▸ **Exercise directions**: Supply the number of lines in the listing below in which the word "lenses" occurs, and nothing else.

Provided records Block Start

Issue #697, opened 2020-10-13
New chrony.conf options unsupported by chrony lens (sourcedir, ntsdumpdir)


flo-renaud:
With Fedora33, chrony-4.0-0.9.pre4.fc33.x86_64 is shipped and provides new options with default values in /etc/chrony.conf that render the lens unusable.

When the default chrony.conf is installed, it contains
```
sourcedir /run/chrony-dhcp
ntsdumpdir /var/lib/chrony
```
and those 2 options break augeas. In order to reproduce, use the following python script:
```
from augeas import Augeas
import os

aug = Augeas(flags=Augeas.NO_LOAD | Augeas.NO_MODL_AUTOLOAD)
module = "chrony"
chrony_conf = os.path.abspath("/etc/chrony.conf")
aug.transform(module, chrony_conf)  # loads chrony lens file
aug.load()  # loads augeas tree

path = '/files{path}'.format(path=chrony_conf)

# remove possible conflicting configuration of servers
aug.remove('{}/server'.format(path))
aug.remove('{}/pool'.format(path))
aug.remove('{}/peer'.format(path))

aug.set('{}/pool[last()+1]'.format(path), "1.pool.ntp.org")
aug.set('{}/pool[last()]/iburst'.format(path), None)

aug.save()
```

The script fails to save chrony.conf with a new pool:
```
# python3 /tmp/test_augeas.py
Traceback (most recent call last):
  File "/tmp/test_augeas.py", line 20, in <module>
    aug.save()
  File "/usr/lib/python3.9/site-packages/augeas.py", line 488, in save
    raise IOError("Unable to save to file!")
OSError: Unable to save to file!
```

If /etc/chrony.conf is manually edited in order to remove the options `sourcedir` and `ntsdumpdir` prior to using augeas, then the script succeeds.

Reproduced with augeas-libs-1.12.0-4.fc33.x86_64 + python3-augeas-0.5.0-22.fc33.noarch

raphink:
Hello,

These options were added in https://github.com/hercules-team/augeas/pull/698. You can pull the new lens from the master branch for now, until a new version is released.

PR #698, opened 2020-10-15
Chrony: add new options

mlichvar:
Add new directives and options supported in chrony since 3.3 up to 4.0.

The ntsport option is unsupported as it conflicts with the nts flag. I wasn't able to figure out how to resolve the conflict. The regex engine doesn't seem to support lookahead.

This should fix issue #697.

### DIFF
--- a/lenses/chrony.aug
+++ b/lenses/chrony.aug
@@ -79,6 +79,7 @@ module Chrony =
          Server/Peer/Pool options with values
     *)
     let cmd_options = "asymmetry"
+                    | "filter"
                     | "key"
                     | /maxdelay((dev)?ratio)?/
                     | /(min|max)poll/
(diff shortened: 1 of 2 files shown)


lenses/chrony.aug
```diff
@@ -254,6 +263,13 @@ module Chrony =
                       . ( space . [ label "port" . store integer ] )?
                       . eol ]
 
+    (* View: bcast
+         confdir and sourcedir have specific syntax
+    *)
+    let dir_list = [ Util.indent . key /(conf|source)dir/
+                      . ( space . [ key no_space ] )+
```
raphink, line 270: This is not the most common way of storing a list of values in Augeas (which would be to use either multiple nodes with the same label, or a `seq`). Is there a reason for doing it this way?

mlichvar: No good reason. I just didn't know the conventions. It should be fixed now. Thanks.

raphink (approved):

Provided records Block End

▸ **Written answer**: 3